I dunno . . . after reading the article, sounds to me like gays get married for good or dumb reasons, impulsively or after careful or neurotic consideration, exactly like straight couples.

But as a 42-year-old gay engaged man, still giddy to be on the receiving end of a marriage proposal from my Julian, I do shudder to think what the gay-marriage opponents would think of our hypergay lifestyle, which I’m hoping California will condone soon by granting real marriage rights.

Why, just the other night we went to Target with our straight friend Brian and then, to top off our gay evening, got some doughnuts. It’s just one fabulous day after another.

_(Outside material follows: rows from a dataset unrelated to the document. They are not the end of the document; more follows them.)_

PR #1169, opened 2022-12-07
Tracing: Add extra plugin specific tracing APIs

paulo-a-junior:
This patch adds the following helper APIS:

* TRACE_PLUGIN(CATEGORY, FORMATTER, ...)
* TRACE_PLUGIN_INFO(FORMATTER, ...)
* TRACE_PLUGIN_WARNING(FORMATTER, ...)
* TRACE_PLUGIN_ERROR(FORMATTER, ...)
* TRACE_PLUGIN_FATAL(FORMATTER, ...)
* TRACE_PLUGIN_FUNCTION_ENTRY(TRACE_TYPE)
* TRACE_PLUGIN_FUNCTION_EXIT(TRACE_TYPE)

These APIs provide shorter calls, and also provide specialized tracing functions for method entry and exit, which automatically figure the traced function name, easing maintainability.

Using such APIs would generate log messages by concatenating the MODULE_NAME to the logged message, to allow for a better tracing interpretation. E.g., one could `journalctl |grep MODULE_NAME` and very easily find all logs from a given plugin.

### DIFF
--- a/Source/tracing/TraceControl.h
+++ b/Source/tracing/TraceControl.h
@@ -52,6 +52,76 @@
             &__message__);                                                             \
     }
 
+// ---- Additional Plugin specific macros ----
+
+#ifdef MODULE_NAME  // The following API targets specifically WPEFramework Plugins, which should all define MODULE_NAME
+
+#ifdef __GNUC__ // Be aware: ##__VA_ARGS__ is not portable as it is a GCC extension.
+#define STRINGFY_MODULE_NAME(s) #s
+#define STRINGFY_2_MODULE_NAME(s) STRINGFY_MODULE_NAME(s)
+#define TRACING_PREFIX STRINGFY_2_MODULE_NAME(MODULE_NAME)"::"
+
+#define TRACE_PLUGIN(CATEGORY, FORMATTER, ...)                                                                                    \
+    if (WPEFramework::Trace::TraceType<CATEGORY, &WPEFramework::Core::System::MODULE_NAME>::IsEnabled() == true) { \
+        std::string __temp_string__{ TRACING_PREFIX };                                                             \
+        __temp_string__ += FORMATTER;                                                                              \
+        CATEGORY __data__(__temp_string__.c_str(), ##__VA_ARGS__);                                                 \
+        WPEFramework::Trace::TraceType<CATEGORY, &WPEFramework::Core::System::MODULE_NAME> __message__(__data__);  \
+        WPEFramework::Trace::TraceUnit::Instance().Trace(                                                          \
+            __FILE__,                                                                                              \
+            __LINE__,                                                                                              \
+            typeid(*this).name(),                                                                                  \
+            &__message__);                                                                                         \
+    }
+
+#define TRACE_PLUGIN_INFO(FORMATTER, ...) TRACE_PLUGIN(Trace::Information, FORMATTER, ##__VA_ARGS__)
+
+#define TRACE_PLUGIN_WARNING(FORMATTER, ...) TRACE_PLUGIN(Trace::Warning, FORMATTER, ##__VA_ARGS__)
+
+#define TRACE_PLUGIN_ERROR(FORMATTER, ...) TRACE_PLUGIN(Trace::Error, FORMATTER, ##__VA_ARGS__)
+
+#define TRACE_PLUGIN_FATAL(FORMATTER, ...) TRACE_PLUGIN(Trace::Fatal, FORMATTER, ##__VA_ARGS__)
+
+#define TRACE_PLUGIN_FUNCTION_EXIT(TRACE_TYPE)                                                                       \
+    if (WPEFramework::Trace::TraceType<TRACE_TYPE, &WPEFramework::Core::System::MODULE_NAME>::IsEnabled() == true) { \
+        std::string __temp_string__{ TRACING_PREFIX };                                                               \
+        __temp_string__ += "Exit Method:";                                                                           \
+        __temp_string__ += static_cast<const char*>(__func__);                                                       \
+        TRACE_TYPE __data__(__temp_string__.c_str());                                                                \
+        WPEFramework::Trace::TraceType<TRACE_TYPE, &WPEFramework::Core::System::MODULE_NAME> __message__(__data__);  \
+        WPEFramework::Trace::TraceUnit::Instance().Trace(                                                            \
+            __FILE__,                                                                                                \
+            __LINE__,                                                                                                \
+            typeid(*this).name(),                                                                                    \
+            &__message__);                                                                                           \
+    }
+
+#define TRACE_PLUGIN_FUNCTION_ENTRY(TRACE_TYPE)                                                                      \
+    if (WPEFramework::Trace::TraceType<TRACE_TYPE, &WPEFramework::Core::System::MODULE_NAME>::IsEnabled() == true) { \
+        std::string __temp_string__{ TRACING_PREFIX };                                                               \
+        __temp_string__ += "Entered Method:";                                                                        \
+        __temp_string__ += static_cast<const char*>(__func__);                                                       \
+        TRACE_TYPE __data__(__temp_string__.c_str());                                                                \
+        WPEFramework::Trace::TraceType<TRACE_TYPE, &WPEFramework::Core::System::MODULE_NAME> __message__(__data__);  \
+        WPEFramework::Trace::TraceUnit::Instance().Trace(                                                            \
+            __FILE__,                                                                                                \
+            __LINE__,                                                                                                \
+            typeid(*this).name(),                                                                                    \
+            &__message__);                                                                                           \
+    }
+
+#else
+#warning "Currently, custom tracing is only available for GCC compilers. Tracing calls will resolve to NOPs.\n\
+          for future development, one may consider compiler specific extensions as well."
+#define TRACE_PLUGIN_INFO(...)
+#define TRACE_PLUGIN_ERROR(...)
+#define TRACE_PLUGIN_WARNING(...)
+#define TRACE_PLUGIN_FUNCTION_ENTRY(...)
+#define TRACE_PLUGIN_FUNCTION_EXIT(...)
+#endif // __GNUC__
+
+#endif // MODULE_NAME
+
 // ---- Helper functions ----
 
 // ---- Class Definition ----


pwielders (changes requested):
Thunder is a layered architecture where there are *no* cyclic dependencies. By introducing these convenience methods, you are using the PLUGIN concept on the layer where the is no notion of the PLUGINS yet.  
So if these convenenience methods should be usefull, they must be placed on the right layer (in the plugins module, not tracing)
The offered functionality is quite limited. Tracing categories can be cerated in any shape or form, and good programming does request more categories) However, by only limiting the amount of convenience functions to INFO/WARNING/ERROR/FATAL/FUNCTION_ENTRY/FUNCTION_EXIT, forces the developper to believe that he is back in the old days, where there where only these 5 categories. So I think these convenience functions that change lines from TRACE (Trace::Error, (_T(".."))) to TRACE_PLUGIN_ERROR(_T(""))) brings more limitations than that it resolves.....

paulo-a-junior:
Thanks for your feedback. It sure makes sense to place it inside the `plugins` module.

As for usability, whether or not having the trace type in the macro is not exactly the point I'd like to enhance, and I do agree with you that having these in the macro name might be a bit crippling.

In fact, the main two points I'd like to enhance are:
1 - Being able to tell which plugin is generating a given trace log. This is especially useful when having multiple active logging plugins;
2 - Making the formatter explicit, thus not requiring the second argument to be globbed up in a single argument made of a list of argument.

As a bonus goal, if I could achieve a smaller code line to run the log, I definitely would go for it.

pwielders:
> In fact, the main two points I'd like to enhance are: 
1 - Being able to tell which plugin is generating a given trace log. This is especially useful when having multiple active logging plugins; 
2 - Making the formatter explicit, thus not requiring the second argument to be globbed up in a single argument made of a list of argument.
> 
> As a bonus goal, if I could achieve a smaller code line to run the log, I definitely would go for it.

1)  the information you are printing, the MODULE_NAME (plugin name), is always part of the trace and requires no explicit mentioning in the trace text as it will only use more resources (space) and it requires parsing on the receiving side to get it out. See code: https://github.com/rdkcentral/Thunder/blob/R2/Source/tracing/TraceUnit.cpp#L315 where it is forwarded to the receiver. So taking it up in the message only has disadvantages. 
If it is not send forward in the logs, it is just a matter of adding it to the logline on the publishing side, here: https://github.com/rdkcentral/rdkservices/blob/sprint/22Q4/TraceControl/TraceControl.h#L284 you see that the Modulename is taken from the traceline again, you just need to forward it here: https://github.com/rdkcentral/rdkservices/blob/sprint/22Q4/TraceControl/TraceControl.cpp#L236 and the module name is available in a much more efficient way. and on the specific publishers forward it.

2) is due to the limited look you apply to the, as already very limited set, you expose with these convenience preprocessor statements. The second argument is not always a formatter. There are traces that do not take a string but only parameters the logic to form the actual trace message is in the category. See: https://github.com/rdkcentral/Thunder/blob/R2/Source/WPEFramework/PluginServer.h#L236 or https://github.com/rdkcentral/Thunder/blob/R2/Source/WPEFramework/PluginServer.h#L286  
So forcing the formatter explicitly for a limited set of TRACES (general traces we discourage to use) will only make the use of properly designed traces unreadable..

"As a bonus goal, if I could achieve a smaller code line to run the log, I definitely would go for it." 
The convenience pre-processor statements are more code (now we only have 1 called TRACE), so the number of lines of code are now bigger, We are only formatting the TRACE lines for , INFO/WARNING/ERROR/FATAL/FUNCTION_ENTRY/FUNCTION_EXIT differently with effectively a saving of "Trace::", space, comma and the elipses, so saving of 12 characters on a single line but creating confusion for TRACE statements with other trace categories as these have no convenience pre-processor definitions.
So to be honoust, these conevenience macros, to me, create more noise and confusion than the 12 characters they save on a line for a limited set of traces.  

Taken all the disadvantages, I suggest not to add these convenience macros and enhance the TraceControl plugin to simply output the Module name that is part of the Trace Statement. As a **bonus** you get also the module names for all the other traces in the system and not only for these few...

As always love to get a second opnion on this, so including Marcel Fransen for a review.

pwielders:
Sorry accidently closed it..

MFransen69:
Indeed I would not add these macro's as is in this PR, so also not in the Plugin folder. I think indeed it is an oversight that the module name is not added to the trace message, but let's solve that in a generic way, so it is always available and not only when you would use these specific macro's. By the way doing it with these macro's would make the use case where you would use grep to find the lines for a specific module not reliable as you cannot trust all lines you are looking for do actually contain the module name. And by the way that is what we try to prevent with our tracing system that you need to search through thousands lines of trace lines. Therefore it is very simple so (even dynamically) turn on tracing for a specific plugin and/or specific category so you only get the relevant trace lines.
So in short I think it is a good idea to add printing the module name for every trace line to Tracing, similar to what we already do for WarningReporting. 
And good to know, before we can accept any PR, you have to sign the CLA, otherwise we are not allowed to merge these.

paulo-a-junior:
Hello, @MFransen69 , @pwielders . Took me a while, but, I've found an alternative for this. It is to path the following two files:

- Source/tracing/Logging.cpp:SysLog() on this repository

- TraceControl/TraceOutput.h:WPEFramework::Plugin::TraceOutput:Output on the https://github.com/rdkcentral/rdkservices repository.

The idea is to extract the `information->Module()` info from the `Trace::ITrace* information` object and add to the syslog line, with the following anatomy:

`[<time>]:[<module-name>]:[<file-name:line-number>] <log-category>:<data>`

How do you feel about this? Would this be more acceptable?

pwielders:
> Hello, @MFransen69 , @pwielders . Took me a while, but, I've found an alternative for this. It is to path the following two files:
> 
> * Source/tracing/Logging.cpp:SysLog() on this repository
> * TraceControl/TraceOutput.h:WPEFramework::Plugin::TraceOutput:Output on the https://github.com/rdkcentral/rdkservices repository.
> 
> The idea is to extract the `information->Module()` info from the `Trace::ITrace* information` object and add to the syslog line, with the following anatomy:
> 
> `[<time>]:[<module-name>]:[<file-name:line-number>] <log-category>:<data>`
> 
> How do you feel about this? Would this be more acceptable?

I thnk that is indeed what I am proposing. The module information is already in all the whole flow, it is just not exposed at the last step. See the remark from two weeks ago where I looked up where the module name is dropped (at the end) https://github.com/rdkcentral/rdkservices/blob/sprint/22Q4/TraceControl/TraceControl.h#L284 where it is still available, but not forwarded to the publishers here https://github.com/rdkcentral/rdkservices/blob/sprint/22Q4/TraceControl/TraceControl.cpp#L236 The proposal is indeed to add the module name on this publsiher interface and than any publisher (e.g. the syslog publisher) can than add it to the output.

paulo-a-junior:
Ok, now I get it (_it takes some time for one to understand a complex package such as WPEFramework and surroundings_ :smiling_face_with_tear: )

I'd have to adapt the ITraceMedia::Output signature [here](https://github.com/rdkcentral/Thunder/blob/93e1f16a222b80234a93343439cb946fb85d9e53/Source/tracing/ITraceMedia.h#L30) to include the module name, explicitly. 

How would you propose the signature to look?

~~Considering existing APIs, one possibility is to have it like `void Output(const char fileName[], const uint32_t lineNumber, const char className[], const ITrace* information, const char moduleName[] = _T(""))`~~

Considering the overall signature, I think this one would be preferred `void Output(const char moduleName[], const char fileName[], const uint32_t lineNumber, const char className[], const ITrace* information)`

Edit:
Although I thought of defining a default argument value for the `const char moduleName`, this will yield no benefit, as the derived classes would have to adapt also their signature. 

This means also changes to the concrete classes, instead of only the method calls, as I first thought of.

Concrete classes that would be affected would be TraceMedia [here](https://github.com/rdkcentral/Thunder/blob/93e1f16a222b80234a93343439cb946fb85d9e53/Source/tracing/TraceMedia.h#L98) and on the `TraceMedia.cpp`. In the context of rdkservices, the TraceOutput class, [here](https://github.com/rdkcentral/rdkservices/blob/ad2635316dbf0b62197eadd5d881976355ee0dc3/TraceControl/TraceOutput.h#L46).

pwielders:
> _it takes some time for one to understand a complex package such as WPEFramework and surroundings_

That is why we *always* suggest to first reach out to one of the Metrological team members who are more experienced with this product with the issue so we can guide you :-)

On the interface: Yes indeed that is the interface I suggest to change indeed and all implementations need to be adapted, however, and thats why the first line above is already applicable, good that you reach out cause I think the information is already available, see https://github.com/rdkcentral/Thunder/blob/93e1f16a222b80234a93343439cb946fb85d9e53/Source/tracing/ITraceControl.h#L43-L44 Seems like the ITrace interface, passed through this interface, already has the Category()  and Module() name, so I guess the publishers do get the information already. So I guess the only change you have to make is wite it to the syslog here: https://github.com/rdkcentral/rdkservices/blob/ad2635316dbf0b62197eadd5d881976355ee0dc3/TraceControl/TraceOutput.h#L55 by adding information->Module() and you are done. So the whol change will probably only require adding a parameters (and  formatter parameter) in these lines:
https://github.com/rdkcentral/rdkservices/blob/ad2635316dbf0b62197eadd5d881976355ee0dc3/TraceControl/TraceOutput.h#L52
https://github.com/rdkcentral/rdkservices/blob/ad2635316dbf0b62197eadd5d881976355ee0dc3/TraceControl/TraceOutput.h#L55
https://github.com/rdkcentral/rdkservices/blob/ad2635316dbf0b62197eadd5d881976355ee0dc3/TraceControl/TraceOutput.h#L62
https://github.com/rdkcentral/rdkservices/blob/ad2635316dbf0b62197eadd5d881976355ee0dc3/TraceControl/TraceOutput.h#L65
with the moduleName that you can extact via calling information->Module()
and than *alll* traces will publish the moduleName as well.....

paulo-a-junior:
Yes, I also saw that `ITrace` already included the module name. I was a bit confused about why would the interface require changes as well.

So, to wrap up, the suggestion is just to change the TraceOutput.h, right?

I also would suggest changing the SysLog function  [here](https://github.com/rdkcentral/Thunder/blob/d57aace34672278dce1bd5e3a569711ff8299076/Source/tracing/Logging.cpp#L60), so that all the logs, coming from WPEFramework itself and from its plugins, would have the same anatomy:
`[<time>]:[<module-name>]:[<file-name:line-number>] <log-category>:<data>`

pwielders:
> Yes, I also saw that `ITrace` already included the module name. I was a bit confused about why would the interface require changes as well.
> 
> So, to wrap up, the suggestion is just to change the TraceOutput.h, right?
> 
> I also would suggest changing the SysLog function [here](https://github.com/rdkcentral/Thunder/blob/d57aace34672278dce1bd5e3a569711ff8299076/Source/tracing/Logging.cpp#L60), so that all the logs, coming from WPEFramework itself and from its plugins, would have the same anatomy: `[<time>]:[<module-name>]:[<file-name:line-number>] <log-category>:<data>`

From an architectural perspective, Thunder makes a distinction between logging an tracing. 
1) Logging is for the operator audience, it indicates issues that are expected but can be resolved by taking action. E.g. diskfull, action: Remove files..
2) Tracing is for developer audience, it shows the flow through the code to help debug the system.

Logging is on by default, tracing is off by default, Tracing could event be removed from the comilation in case you select build_type =production to make teh code even smaller. Logging can not be removed from the code base by selecting a different build_type.

Now Logging has a *fixed* module name, it is always the same, in contrast to tracing. If for clarity you want to add the ModuleName for Logging to Logging statements that is fine by me but please consider that the LOGGING and the TRACING are for different audiences. 

Just as a heads-up: In R4, the mechanisms for both Tracing and Logging will be the same as for WarningReporting, third flow of non-functional information, so there the mechanism is the same but the type (LOGGING/TRACING/WARNING_REPORTING) is indicated by an enum. It could be that the internals might change that the ModuleName is nolonger send for LOGGING messages but than you have the enum. SO all this will require a different implementation on R4.

pwielders:
> So, to wrap up, the suggestion is just to change the TraceOutput.h, right?

Missed to answer the question :-) Correct !

paulo-a-junior:
Created two other PRs to supersede this one:

* https://github.com/rdkcentral/Thunder/pull/1178
* https://github.com/rdkcentral/rdkservices/pull/3555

Or should I say fabulously normal.


This is a typical example of the “gays should be able to get married because they’re just like straight people.” If this particular gay life style is “normal,” then something else isn’t normal – probably some more "hypergay" lifestyle. The use of the word “fabulous” seems particularly offensive to me, attacking certain non-assimilationist ways of being gay (i.e. faggy).

The last letter is very interesting. It’s about the images that ran with the story, campy 50s-style portraits of the young gay couples in the article. For example:



The letter states:

I enjoyed Denizet-Lewis’s article. He created a lively and sympathetic read, chronicling the path to marriage and beyond, a path that is not so different for couples of any sexual orientation. But why the colorized, exaggerated photos, mimicking the most clichéd and self-conscious of coupled moments? Why pose Marc and Vassili in tuxedos when they specifically stated that they will sidestep all the trappings associated with “traditional” weddings? Besides the uncomfortable nod to the ’50s (an era that was not especially welcoming to gays and lesbians), it suggests that gay couples are somehow “play acting” at being married. As a civil celebrant, who has had the great joy to preside over many gay unions in New Jersey, I was offended by the way these couples were depicted, at least visually.


I think this letter misses the point, which is the campiness of the photos. It’s not an “uncomfortable nod” to the 50s, it’s a parodic nod. Pictures like these, send-ups of the 50s, are usually parodic these days even when they feature straight couples. The letter made me think of Gender Trouble by Judith Butler. Butler writes about gender parody as repeating gender norms with a difference – in this case, that the couples are both men. This is not “play acting,” it is a parody that reveals the “original” as being a copy all along (unfortunately, I don’t have Gender Trouble with me, and this is something of a paraphrase from memory). In this case, the photos point out the constructedness of straight marriage as an institution. In my view, the author of this later misread the photographs and was offended by what she read into them, something that she wouldn’t have seen if she had noted the photos’ camp effect.